Raised Catholic, she left home when she was 15. “I was with this guy who took care of me. I was dependent on him for money.” Money is still her chief problem; three months ago, she reached the five-year lifetime welfare limit Congress imposed in 1996. While her application to the state’s supplemental program slumps through the system, the family receives reduced aid—$85 cash every two weeks, $225 a month in food stamps—and is facing eviction.
She hopes graduating from college next year will free her from poverty. She’s resisted living with Tawana, a retail salesperson, because “I have a lot of baggage. I’m still on public assistance, I don’t want to drop that on her. I want to be able to give back to her what she gives to me.” By that she doesn’t mean cash.
“She accepts me for who I am, with all my faults and everything. She’s more than a partner, she’s a best friend,” says Westbrook. “We have our ups and downs, but I would like it to be forever.”
Her life should be a lesson in love for the president, she says. “He assumes a woman being with a man is the American dream, but love comes in many forms. If you’re willing to put up money for me to marry a man, why don’t you let me marry the love of my life?” —C.L.
JULIA JACKSON*
Julia Jackson met her husband-to-be when she was 14, got pregnant at 15, and married at 16. “I thought I was in love,” she remembers. “I thought I’d have a big house with a picket fence.” Instead, when her husband was drafted to fight in Vietnam, Jackson ended up homeless. “They didn’t have a shelter system back then, and I was roaming in the streets. I had my stuff in shopping bags and a baby in my arms.”

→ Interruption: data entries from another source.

PR #993, opened 2020-10-02
Introduce experimental artifacts

ebeahan:
Add the `experimental` top-level directory which holds field definitions and artifacts which have advanced to [stage two](https://elastic.github.io/ecs/stages.html) in the RFC process.

The directory structure of `experimental` mirrors the top-level of the repo for consistency. A new directive has been added, `make experimental`, to generate the artifacts in `experimental/generated`.

```
$ make experimental 
build/ve/bin/python scripts/generator.py --include experimental/schemas --out experimental
Loading user defined schemas: ['experimental/schemas']
```


experimental/README.md
```diff
@@ -0,0 +1,19 @@
+# ECS Experimental Definitions
+
+ECS experimental definitions are changes and features which have been merged as [stage two](https://elastic.github.io/ecs/stages.html) in the ECS [RFC process](../rfcs), but they have not yet advanced stage three. These initial field definitions are comprehensive but not necessarily complete. They are also still subject to breaking changes or being removed in any future version.
+
+This directory provides a location for these experimental field definitions and generated artifacts.
```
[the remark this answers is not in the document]
webmat: Here's a take on this intro, WDYT?

> ECS experimental definitions are changes and features which have reached [stage two](https://elastic.github.io/ecs/stages.html) in the ECS [RFC process](../rfcs).
> 
> Stage two changes only appear in the experimental artifacts in this directory, but aren't yet reflected in the official ECS documentation.
> Note that stage three and four proposals do appear in the official ECS documentation.
>
> These experimental changes to ECS are comprehensive but not necessarily final. They are also still subject to breaking changes.

experimental/README.md
```diff
@@ -0,0 +1,19 @@
...
+
+## Schema Files
+
+The [schemas](./schemas) directory contains the YAML files for the experimental field definitions. These are not complete schemas themselves, but are settings meant to merge with the official schema spec using the `--include` generator flag.
+
+Example usage:
+
+```sh
+$ python scripts/generator.py --include experimental/schemas --out experimental
+```
```
webmat, line 15: The current example is actually what we need to run to maintain this directory.

I would instead document this for folks that want to use the experimental artifacts for their own custom index. So we should refer them to USAGE.md and also give an example of grabbing experimental changes + typical customization. Here's my take on this:

> If you use the ECS generator script as described in [USAGE.md](https://github.com/elastic/ecs/blob/master/USAGE.md) to maintain your custom index templates, here's how you can try these experimental changes in your project:

```sh
$ python scripts/generator.py --include experimental/schemas \
        --include ../myproject/fields/custom/ \
        --out ../myproject/fields/generated
```

> The above would include all experimental changes to ECS along with your custom fields, and output the artifacts in `myproject/fields/generated`.

webmat (commented):
I have a few comments on the text documenting this, noted below.

- [x] Please also add a .gitignore to not publish the Elasticsearch 6 template in the experimental directory. With the introduction of `wildcard`, ES 6 no longer makes sense.
- [ ] Also, we'll wait until RFC 0001 is actually merged to adjust the experimental output.

Other than these details, this looks good to me.

webmat:
One more thing just occurred to me.

- [ ] Let's add the `experimental` make task to the dependencies `make check` that's run by CI.

I don't want this full second run to slow down the default make task. But the above will ensure that the computers catch us forgetting to update the artifacts, when we change the experimental field definitions :-)

experimental/README.md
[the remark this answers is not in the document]
ebeahan: ++

Using the phrasing "reached" stage two over "merged as" is a good change.

.gitignore
```diff
@@ -7,3 +7,7 @@ build
 .idea
 *.iml
 .vscode/*
+
+# experimental exclusions
+experimental/generated/elasticsearch/6
+experimental/generated/docs
```
webmat, line 13: good catch

experimental/README.md
ebeahan: Good call out. Also good steer users towards the usage documentation 😄

ebeahan:
I believe I addressed all the feedback as well as rebased to make CI happy. This should be ready for one final review. 🕵️‍♀️

webmat (approved):
I diff'ed what's in experimental/schemas and the RFCs and confirm they all LGTM. Thanks for importing all of the final adjustments.

Two minor nits on the directory readme and we're good to go

webmat (approved):
🚢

After her husband returned from the war, the first few years of her marriage were relatively happy; he had steady work, first with a package delivery service and later as a city police officer. But, gradually, her husband became violent and started using drugs. “I was walking around beat up, with bruises, black eyes.” She left him—several times. It was “like a revolving door,” she says. “But I’d go back. How much can you drift in the street with six kids with you?”

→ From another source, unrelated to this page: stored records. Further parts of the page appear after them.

PR #994, opened 2020-10-02
[1.x] Uniformity across domain name breakdown fields (#981)

ebeahan:
 - Uniformity across domain name breakdown fields (#981)


webmat (approved):
🚢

Jackson finally left her husband and landed in a shelter when she was pregnant with their seventh child. Today, 33 years after her wedding, she is still married, though she hasn’t seen her husband in years. She hopes to get a divorce when she saves enough money to pay for one, though she doesn’t think she’ll get married again.
“Marriage has to be a 50-50, understanding love relationship,” she says. “It’s supposed to be like on that show 7th Heaven, where people can work together. I don’t think I’ll ever have that.” —S.L.
*Names and identifying details have been changed.